Here are a few examples of decisions we made to balance performance and resource usage:

  • We limit the time range of all NRQL queries in the backend to ensure that we constrain resource consumption and reduce the time required to execute the queries.
  • For prompts where we need to summarize the NRDB output, we select the representation format (for example, JSON or CSV) that minimizes the number of tokens used.
  • In non-user-facing LLM calls, we instruct the AI model to provide short, highly-structured responses. This approach ensures that the model's responses are faster, more cost-effective, and easier to parse.

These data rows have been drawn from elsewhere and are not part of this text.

PR #10348, opened 2025-07-29
feat: implement domain and api logic for organization

adlerhurst:
Showcase for domain and api logic

### DIFF
--- a/backend/v3/domain/organization.go
+++ b/backend/v3/domain/organization.go
@@ -78,12 +78,7 @@ func (cmd *CreateOrganizationCommand) Execute(ctx context.Context, opts *Command
 	}
 	defer func() { err = close(ctx, err) }()
 
-	err = orgRepo(opts.DB).Create(ctx, &Organization{
-		ID:         cmd.ID,
-		Name:       cmd.Name,
-		InstanceID: cmd.InstanceID,
-		State:      OrgStateActive,
-	})
+	err = orgRepo(opts.DB).Create(ctx, cmd)
 	if err != nil {
 		return err
 	}
--- a/backend/v3/domain/organization_repository.go
+++ b/backend/v3/domain/organization_repository.go
@@ -15,7 +15,7 @@ type OrganizationRepository interface {
 	Get(ctx context.Context, opts ...database.QueryOption) (*Organization, error)
 	List(ctx context.Context, opts ...database.QueryOption) ([]*Organization, error)
 
-	Create(ctx context.Context, instance *Organization) error
+	Create(ctx context.Context, org *CreateOrganizationCommand) error
 	Update(ctx context.Context, condition database.Condition, changes ...database.Change) (int64, error)
 	Delete(ctx context.Context, condition database.Condition) (int64, error)
 
--- a/backend/v3/storage/database/repository/org.go
+++ b/backend/v3/storage/database/repository/org.go
@@ -91,15 +91,15 @@ func (o *org) joinDomains() database.QueryOption {
 
 const createOrganizationStmt = `INSERT INTO zitadel.organizations (id, name, instance_id, state)` +
 	` VALUES ($1, $2, $3, $4)` +
-	` RETURNING created_at, updated_at`
+	` RETURNING created_at`
 
 // Create implements [domain.OrganizationRepository].
-func (o *org) Create(ctx context.Context, organization *domain.Organization) error {
+func (o *org) Create(ctx context.Context, organization *domain.CreateOrganizationCommand) error {
 	builder := database.StatementBuilder{}
-	builder.AppendArgs(organization.ID, organization.Name, organization.InstanceID, organization.State)
+	builder.AppendArgs(organization.ID, organization.Name, organization.InstanceID, domain.OrgStateActive)
 	builder.WriteString(createOrganizationStmt)
 
-	return o.client.QueryRow(ctx, builder.String(), builder.Args()...).Scan(&organization.CreatedAt, &organization.UpdatedAt)
+	return o.client.QueryRow(ctx, builder.String(), builder.Args()...).Scan(&organization.CreatedAt)
 }
 
 // Update implements [domain.OrganizationRepository].
--- a/backend/v3/storage/database/repository/org_domain_test.go
+++ b/backend/v3/storage/database/repository/org_domain_test.go
@@ -32,11 +32,10 @@ func TestAddOrganizationDomain(t *testing.T) {
 
 	// create organization
 	orgID := gofakeit.UUID()
-	organization := domain.Organization{
+	organization := domain.CreateOrganizationCommand{
 		ID:         orgID,
 		Name:       gofakeit.Name(),
 		InstanceID: instanceID,
-		State:      domain.OrgStateActive,
 	}
 
 	tests := []struct {
@@ -218,11 +217,10 @@ func TestGetOrganizationDomain(t *testing.T) {
 
 	// create organization
 	orgID := gofakeit.UUID()
-	organization := domain.Organization{
+	organization := domain.CreateOrganizationCommand{
 		ID:         orgID,
 		Name:       gofakeit.Name(),
 		InstanceID: instanceID,
-		State:      domain.OrgStateActive,
 	}
 
 	tx, err := pool.Begin(t.Context(), nil)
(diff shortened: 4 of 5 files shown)


backend/v3/domain/organization_options.go
```diff
@@ -0,0 +1,127 @@
...
+
+func WithOrgByNameQuery(op database.TextOperation, name string) *orgByNameQueryOpt {
+	return &orgByNameQueryOpt{
+		name: name,
+		op:   op,
+	}
+}
+
+func (opt *orgByNameQueryOpt) applyOnOrgsQuery(query *OrgsQuery) {
+	query.conditions = append(query.conditions, query.repo.NameCondition(opt.op, opt.name))
```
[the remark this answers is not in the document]
adlerhurst: that needs to be changed in the name condition

backend/v3/domain/invoke.go
```diff
@@ -0,0 +1,167 @@
...
+	events []*eventstore.Event
+}
+
+type eventer interface {
+	Events() []*eventstore.Event
+}
+
+// Invoke implements the [Invoker] interface.
+func (i *eventCollector) Invoke(ctx context.Context, command Commander, opts *CommandOpts) (err error) {
+	if e, ok := command.(eventer); ok && len(e.Events()) > 0 {
```
IAM-marco, line 60: I'm not sure I understand how this works. In my opinion, this `if` should be called after `command.Execute()` has happend so that `command` can populate `events` and `Events()` actually returns something.

Or should the events be set on `command` once its contructor is called? But then you'd need the whole logic of `Execute()` there to know how to construct the events

backend/v3/storage/eventstore/event.go
```diff
@@ -0,0 +1,24 @@
...
+type Event struct {
+	AggregateType string `json:"aggregateType"`
+	AggregateID   string `json:"aggregateId"`
+	Type          string `json:"type"`
+	Payload       any    `json:"payload,omitempty"`
+}
+
+func Publish(ctx context.Context, events []*Event, db database.Executor) error {
+	for _, event := range events {
+		_, err := db.Exec(ctx, `INSERT INTO events (aggregate_type, aggregate_id) VALUES ($1, $2)`, event.AggregateType, event.AggregateID)
```
IAM-marco, line 18: Should this be connected to the river queue that populates the projections? I see that the payload is not inserted to DB, so I assume this is an incomplete implementation, just for test purposes, but the question remains.

backend/v3/domain/invoke.go
```diff
@@ -0,0 +1,167 @@
...
+}
+
+// Invoke implements the [Invoker] interface.
+func (i *eventStoreInvoker) Invoke(ctx context.Context, command Commander, opts *CommandOpts) (err error) {
+	err = i.collector.Invoke(ctx, command, opts)
+	if err != nil {
+		return err
+	}
+	if len(i.collector.events) > 0 {
+		err = eventstore.Publish(ctx, i.collector.events, opts.DB)
```
IAM-marco, line 40: What is the purpose of `Publish()`? Is it just to store events for audit trail or also to populate the projections? In the latter case, we would also need a converter from `eventstore.Command` to `eventstore.Event`. Why has the signature been changed and not accepting `[]eventstore.Command` anymore?

backend/v3/domain/organization.go
```diff
@@ -0,0 +1,302 @@
...
+//
+// DISCUSS(adlerhurst): As we need to do validation to make sure a command contains all the data required
+// we can consider the following options:
+// 1. Validate the command before executing it, which is what we do here.
+// 2. Create an invoker which checks if the struct has a `Validate() error` method and call it in the chain of invokers.
+// While the the first one is more straightforward it bloats the execute method with validation logic.
+// The second one would allow us to keep the execute method clean, but could be more error prone if the method gets missed during implementation.
+func (cmd *CreateOrganizationCommand) Execute(ctx context.Context, opts *CommandOpts) (err error) {
+	if cmd.ID == "" {
+		cmd.ID, err = generateID()
```
IAM-marco, line 70: Why are we generating IDs? From what I see, these are basically the primary keys, they should be generated automatically by PG.

adlerhurst: To do the migration as is we need sonyflake to compute the ids. The database currently is not intended to generate ids

backend/v3/domain/invoke.go
adlerhurst: Thats handled in this issue im currently working on:

https://github.com/zitadel/zitadel/issues/10442

backend/v3/storage/eventstore/event.go
adlerhurst: This will be handled in this issue:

Optimizing performance and resource usage is a continuous endeavor, and we persistently explore avenues to refine and enhance this process.

Ongoing improvements

Continuous testing of essential skills, including NL2NRQL translation, remains an essential part of enhancing our AI assistant further with new tools and features to ensure seamless end-user experiences. One key focus area for this stage of development is to create more integrations that proactively surface full-stack insights via intuitive buttons and prompts directly in user workflows through embedded platform experiences. Recent examples include an "Explain this error" button that helps you understand stack traces of errors from errors inbox, and a similar experience that helps you diagnose and remediate error logs. With one click, these integrations launch a curated prompt along with specific context and guardrails to the AI assistant to help streamline troubleshooting and help you improve end user experiences. These capability-specific tools are just one part of our compound AI system that democratizes access to deep telemetry insights for more data-driven decisions across the organization.